Congrats on the new boat! I had a 1996 16' CH and it was an absolute GREAT boat. No suggestions on paint from me but DEFINITELY buy some SaltAway and flush the motor with it EVERYTIME. I had a Yamaha 85 HP motor on mine that would overheat if I ran WOT for more than 5 minutes.........used the SaltAway 7-day flush regimen and you wouldn't believe the salt and corrosion that washed out. Never had a problem after that! (Also, got about 6 mpg with that motor). 
There's a good blog on http://www.classicmako.com/projects/xshark/ that'll show you EVERYTHING you need to know to restore/fix your boat, (except, maybe the T/T pin). I think XShark is on this Forum?
Again, Congrats! That'll be your favorite boat ever:yes:


----------



## carpekd (Mar 14, 2012)

Thanks for the link Seabit, and I'll definitely look into getting some Saltaway... will be interesting to see what all comes out. :thumbsup:


----------



## timeflies (Oct 3, 2007)

you can roll awl grip on the deck with griptex non-skid particles and voila. You do not need to spray a non skid deck. It is really easy. I did one today.

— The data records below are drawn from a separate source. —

PR #5045, opened 2020-11-17
Fixes #405 - added isFlingEnabled setting

### LINKED ISSUE #405: Fling Gesture Not Recognized if Max Visible X range is set.
Hello.

I'm trying to implement an update based on a Fling gesture, where new values are added to the graph as the user swipes left and right. However, onFling is not called back when a max visible X-range is set. This is my current setup:

 mLineChart.setBackgroundColor(getResources().getColor(android.R.color.white));
        mLineChart.setDragEnabled(true);
        mLineChart.setTouchEnabled(true);
        mLineChart.setOnChartGestureListener(mOnChartGestureListener);
        mLineChart.setOnChartValueSelectedListener(mOnChartValueSelectedListener);

.........
.........
 mLineChart.setData(lineData);
        mLineChart.setVisibleXRange(7);

Is there another callback that we should use when performing a fling gesture with a Maximum visible X val set? Thanks.

lesniakania:
## PR Checklist:
- [x] I have added/updated examples and tests for any new behavior (there are no tests/examples for similar things e.g. `isDragEnabled` so I didn't add mine too).

## PR Description

This adds `isFlingEnabled` setting so `onChartFling` can work properly.
Fixes https://github.com/PhilJay/MPAndroidChart/issues/405

### DIFF
--- a/MPChartLib/src/main/java/com/github/mikephil/charting/charts/BarLineChartBase.java
+++ b/MPChartLib/src/main/java/com/github/mikephil/charting/charts/BarLineChartBase.java
@@ -81,6 +81,11 @@ public abstract class BarLineChartBase<T extends BarLineScatterCandleBubbleData<
     private boolean mDragXEnabled = true;
     private boolean mDragYEnabled = true;
 
+    /**
+     * if true, fling gesture is enabled for the chart
+     */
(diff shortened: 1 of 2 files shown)


Paget96:

Code is full kotlin now!

Make your pull requests here:

PR #1408, opened 2025-06-24
Add profiling multimodal model step and fix the OOM bug when profilin…

ChenTaoyu-SJTU:
This PR is to add the multimodal profile functionality. It also fixes the out-of-memory bug (using a solution that might be temporary).

The reason this approach is temporary is that on the CUDA platform in the upstream vLLM, the Qwen2.5 VL's ViT layers (i.e., the encoder layers) do not run out of memory even without adding `@torch.inference_mode()`. However, under the current PyTorch and Ascend hardware environment, **during the forward propagation through the multiple blocks of the ViT (over 30 layers in total), the memory increases by approximately 1.2 GB per layer**, which is unacceptable. Yet, after adding `@torch.inference_mode()`, **this issue disappears**, and the memory increase behavior becomes almost similar to the growth pattern observed on the CUDA platform. But the underlying cause currently remains unknown, need more research.

no

By pass the CI


Yikun:
please do a rebase

ChenTaoyu-SJTU:
need code review @Yikun @wangxiyuan @yiz-liu @shen-shanshan . By the way, why didn't the accuracy test trigger after I added the label?

Yikun:
You should first add `vl-accuracy-test` and then label `ready-for-test` otherwise will trigger twice.

The previous job link:
https://github.com/vllm-project/vllm-ascend/actions/runs/15869325461

shen-shanshan:
LGTM.

PR #1409, opened 2025-06-24
[v0.9.1][perf] add a switch for enabling NZ layout in weights and enable NZ for GMM.

linfeng-yuan:

1. add a switch for enabling NZ layout in weights
2. enable NZ for GMM
3. replace magic number of weights layout 

Users should set `enable_weight_nz_layout` to `true` in `--additional-config` when they wanna enable weights NZ layout.

1) CI passed. 
2) accuracy and performance comparison (only gsm8k-lite)

### DIFF
--- a/vllm_ascend/ascend_config.py
+++ b/vllm_ascend/ascend_config.py
@@ -39,6 +39,8 @@ class AscendConfig:
         self.expert_map_path = additional_config.get("expert_map_path", None)
         self.chunked_prefill_for_mla = additional_config.get(
             "chunked_prefill_for_mla", False)
+        self.enable_weight_nz_layout = additional_config.get(
+            "enable_weight_nz_layout", False)
 
 
 class TorchairGraphConfig:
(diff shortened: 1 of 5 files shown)


vllm_ascend/ascend_config.py
```diff
@@ -41,6 +41,8 @@ def __init__(self, vllm_config):
         self.expert_map_path = additional_config.get("expert_map_path", None)
         self.chunked_prefill_for_mla = additional_config.get(
             "chunked_prefill_for_mla", False)
+        self.enable_weight_nz_layout = additional_config.get(
+            "enable_weight_nz_layout", False)
```
wangxiyuan, line 43: once when you sync the PR to main, please update additional config doc as well. And if this is a temp config, add TODO here is necessary as well.

wangxiyuan:
commit message should be updated

linfeng-yuan:
> commit message should be updated

Done.

vllm_ascend/ascend_config.py
linfeng-yuan: > once when you sync the PR to main, please update additional config doc as well. And if this is a temp config, add TODO here is necessary as well.

Sure, thanks for reminding me.

PR #1410, opened 2025-06-24
[Perf] Add a switch to enable NZ layout in weights

linfeng-yuan:


vllm_ascend/ascend_config.py
```diff
@@ -41,6 +41,8 @@ def __init__(self, vllm_config):
         self.expert_map_path = additional_config.get("expert_map_path", None)
         self.chunked_prefill_for_mla = additional_config.get(
             "chunked_prefill_for_mla", False)
+        self.enable_weight_nz_layout = additional_config.get(
```
Yikun, line 44: Could we enable this by default? Avoid to add many parameters

Yikun (commented):
@linfeng-yuan Please do a rebase.

@Angazenn Please also help to review this

vllm_ascend/ascend_config.py
Angazenn: As far as I know, NZ is not allowed in aclgraph mode at this moment. When running in eager mode or torchair graph mode, NZ seems to be preferred than ND in most cases (especially matmul). @linfeng-yuan @yiz-liu Have you encountered any other cases that NZ is not allowed or NZ worses performance compared to ND?

linfeng-yuan:
NZ is enabled by default on main branch, and this PR would be closed.

PR #1422, opened 2025-06-25
[refactor] Refactoring forward_context and model_runner_v1

zzzzwwjj:
A refactoring of `forward_context` and `model_runner_v1`, add some context which is necessary in model inference into `forward_context`, and refactor `dummy_run` logic, make it more reasonable.
Some details for this PR:
1. Fix acc bug when online + multi-DP + eager mode + all_gather mode;
2. Fix bug when online + multi-DP + eager mode + mc2 mode;
3. Fix bug when A2 + eager mode + mc2 mode;
4. enable different token_num on different chip when mc2 mode;
5. Update scripts in `examples` dir;

This PR remove `expert_tensor_parallel_size` in `additional_config`, we will use `enable_expert_parallel` to control whether expert_parallel is enable, which is consistent with vLLM.


vllm_ascend/utils.py
```diff
@@ -277,19 +278,27 @@ def npu_wait_tensor(self: torch.Tensor,
...
 
 
-# TODO(zzzzwwjj): move this into forward_context
-class FusedMoEState(Enum):
-    AllGather = 0
-    All2All = 1
-    MC2 = 2
+class AscendSocVersion(Enum):
+    A2 = 0
+    A3 = 1
```
whx-sjtu, line 283: Do we need to add another version here corresponding to 310P?

zzzzwwjj: We can do it in the future.

docs/source/user_guide/additional_config.md
```diff
@@ -28,7 +28,6 @@ The following table lists the additional configuration options available in vLLM
 |-------------------------------| ---- |------|-----------------------------------------------------------------------------------------------|
 | `torchair_graph_config`       | dict | `{}` | The config options for torchair graph mode                                                    |
 | `ascend_scheduler_config`     | dict | `{}` | The config options for ascend scheduler                                                       |
-| `expert_tensor_parallel_size` | str | `0`  | Expert tensor parallel size the model to use.                                                 |
```
MengqingCao, line 31: Don't we maintain etp any more?

wangxiyuan (approved):

docs/source/user_guide/additional_config.md
yiz-liu: Given the absence of relevant scenarios, employing EP or full TP is sufficient, for now. We may subsequently advocate implementing expert tensor parallelism in vLLM to support scenarios where the number of nodes exceeds the number of experts.

yiz-liu:
LGTM

whx-sjtu:
LGTM

weijinqian0:
This solution is not fully aligned with the current ETP solution. For example, EP and ETP cannot be supported at the same time.

docs/source/user_guide/additional_config.md
leograssroot: However, we do have customer scenarios that require such configurations. While DeepSeek models might not need this, there are use cases involving large-scale MoE (Mixture of Experts) models that require splitting across both Tensor Parallelism (TP) and Expert Parallelism (EP), or sometimes just TP alone. This is exactly the case with the current Jieyue Xingchen models

ApsarasX:
merge this PR to main?

PR #1434, opened 2025-06-25
add chunk mc2 for prefill

NNUCJ:
Add chunk mc2 in prefill 

1. In offline inference npu, dp=1, add some environments 
```
 os.environ["VLLM_ASCEND_ENABLE_CHUNK_MC2"]="1"
 os.environ["HCCL_BUFFSIZE"]="1024" 
 os.environ["VLLM_ASCEND_FUSED_MOE_MC2_CHUNK_SIZE"]="32"
```

2. One A3 Node, dp_size 2, tp_size 8
```
export VLLM_USE_V1=1
export HCCL_BUFFSIZE=1024
export VLLM_ASCEND_FUSED_MOE_MC2_CHUNK_SIZE=32
export VLLM_ASCEND_ENABLE_CHUNK_MC2=1
python data_parallel.py \
    --model="/mnt/nfs/weight/dsv3_w8a8" \
    --dp-size=2 \
    --tp-size=8 
```

### DIFF
--- a/vllm_ascend/worker/model_runner_v1.py
+++ b/vllm_ascend/worker/model_runner_v1.py
@@ -2101,7 +2101,9 @@ class NPUModelRunner(LoRAModelRunnerMixin):
         if self.parallel_config.enable_expert_parallel:
             new_graph_batch_sizes = []
             for graph_batch_size in self.torchair_graph_batch_sizes:
-                cur_graph_batch_size = graph_batch_size + tp_size - graph_batch_size % tp_size
-                if cur_graph_batch_size not in new_graph_batch_sizes:
+                cur_graph_batch_size = (graph_batch_size + tp_size -
+                                        1) // tp_size * tp_size
+                if cur_graph_batch_size not in new_graph_batch_sizes and \
+                    cur_graph_batch_size <= self.scheduler_config.max_num_batched_tokens:
                     new_graph_batch_sizes.append(cur_graph_batch_size)
             self.torchair_graph_batch_sizes = new_graph_batch_sizes


vllm_ascend/ascend_forward_context.py
```diff
@@ -7,22 +7,37 @@
...
-    elif ep_size < 16 or with_prefill:
-        return FusedMoEState.All2All
+    enable_chunk_mc2 = envs.VLLM_ASCEND_ENABLE_CHUNK_MC2
+    if enable_chunk_mc2:
+        if ep_size == 1:
+            return FusedMoEState.AllGather
+        # NOTE: mc2 need ep_size >= 16 & all2all can't use in torchair graph.
+        elif ep_size < 16 and with_prefill:
+            return FusedMoEState.All2All
+        elif ep_size >= 16 and with_prefill:
```
whx-sjtu: line 24 to 28 is duplicated with line 34 to 38, refactor here.

vllm_ascend/ascend_forward_context.py
```diff
@@ -7,22 +7,37 @@
 from vllm.distributed import get_dp_group
 from vllm.forward_context import get_forward_context, set_forward_context
 
+import vllm_ascend.envs as envs
+
 
 class FusedMoEState(Enum):
     AllGather = 0
     All2All = 1
```
ganyi1996ppo: Just wonder if we still need this all to all path.

vllm_ascend/ascend_forward_context.py
```diff
@@ -7,22 +7,37 @@
...
 
 
 # TODO(zzzzwwjj): add soc_version to choose branch
 def get_fused_moe_state(ep_size: int, with_prefill: bool):
-    if ep_size == 1:
-        return FusedMoEState.AllGather
-    # NOTE: mc2 need ep_size >= 16 & all2all can't use in torchair graph.
-    elif ep_size < 16 or with_prefill:
-        return FusedMoEState.All2All
+    enable_chunk_mc2 = envs.VLLM_ASCEND_ENABLE_CHUNK_MC2
```
ganyi1996ppo: if dispatch&combine naturally beats all to all, we can make it a default path for a3

vllm_ascend/quantization/w8a8_dynamic.py
```diff
@@ -249,6 +253,83 @@ def fused_experts_with_mc2(
...
+            hidden_states_chunk_list.append(prefill_expert_outputs)
+        else:
+            hidden_states_chunk_list.append(prefill_expert_outputs[0])
+            shared_chunk_list.append(prefill_expert_outputs[1])
+    if max_num_chunks > num_tokens:
+        hidden_states_chunk_list = hidden_states_chunk_list[:max_num_chunks -
+                                                            num_tokens]
+        if len(shared_chunk_list) > 0:
+            shared_chunk_list = shared_chunk_list[:max_num_chunks - num_tokens]
+    hidden_states = torch.cat(hidden_states_chunk_list, dim=0)
```
ganyi1996ppo: Can we allocate a output buffer at the beginning and index copy those output back to the buffer iterative.

vllm_ascend/quantization/w8a8_dynamic.py
```diff
@@ -215,6 +219,7 @@ def fused_experts_with_mc2(
     w2_scale_bias: torch.Tensor = None,
     quantized_x_for_share: Optional[Any] = None,
     dynamic_scale_for_share: Optional[Any] = None,
+    local_chunk_size: int = 0,
```
whx-sjtu: This `apply_mlp_decode` function uses DeqSwigluQuant which can only be used in decode phase due to memory problems. So I think you shouldn't modify this function because chunked MC2 should never goes into this func.

vllm_ascend/quantization/w8a8_dynamic.py
```diff
@@ -324,6 +332,113 @@ def fused_experts_with_mc2(
...
+                                             max_num_chunks,
+                                             dim=0)
+    topk_ids_chunks = torch.tensor_split(topk_ids, max_num_chunks, dim=0)
+    start_indx = 0
+    end_indx = 0
+    for i in range(len(hidden_states_chunks)):
+        hidden_states_chunk = hidden_states_chunks[i]
+        topk_weights_chunk = topk_weights_chunks[i]
+        topk_ids_chunk = topk_ids_chunks[i]
+        prefill_expert_outputs = fused_experts_with_mc2(
```
whx-sjtu: `fused_experts_with_mc2` calls `apply_mlp_decode` because we only goes into `fused_experts_with_mc2` in decode phase in the past. But now you also use this function to do prefill, so please check the implemention of `fused_experts_with_mc2` carefully.

vllm_ascend/quantization/w8a8_dynamic.py
NNUCJ: ok

PR #1452, opened 2025-06-26
Optimize Patch developer guide

zeshengzong:

Fix some terms in the user guide.

No

Following instructions in [here](https://github.com/vllm-project/vllm-ascend/blob/main/docs/README.md), build and test locally.

image
image
image


wangxiyuan:
Thanks for the update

Rebuilding the deck is not going to be as bad as you think either. When you cut it out (if you need to cut it out) just leave and inch or two around the edge, and that will give you something to tie in to. It will fair in easier, and keep you from doing the inside radius with wet glass. 

Might be able to fix it without cutting it up though. 

Great boat, I used to have one. Same year too.


----------



## carpekd (Mar 14, 2012)

I'm assuming a light sanding and good cleaning would be needed before applying awl grip, but does it need some sort of primer?


----------



## floater1 (Oct 31, 2007)

I just did the front of a 21 it's not all that hard just time consuming and lots of fiberglass and resin I have a post on here when I redid my cape


----------



## marmidor (Mar 15, 2008)

http://www.pensacolafishingforum.com/f21/94-cape-horn-21-project-86543/

Well done floater!!


----------



## carpekd (Mar 14, 2012)

thanks for floater's link marmidor, that's exactly what i'm wanting to do to my 16


----------



## sealark (Sep 27, 2007)

leave the tilt stop alone and just stick a 2X4 in there when traveling. That stop wont stop the motor from going up if you hit a bump in the road neither will the 2x4. best if it's a problem flopping is to tie the foot down with a piece of nylon.


----------



## Ocean Master (May 20, 2008)

On the painting yes you should use Awlgrip's primer before the top coat.


----------



## carpekd (Mar 14, 2012)

Does anyone know what size fuel tanks these 16 footers have?


----------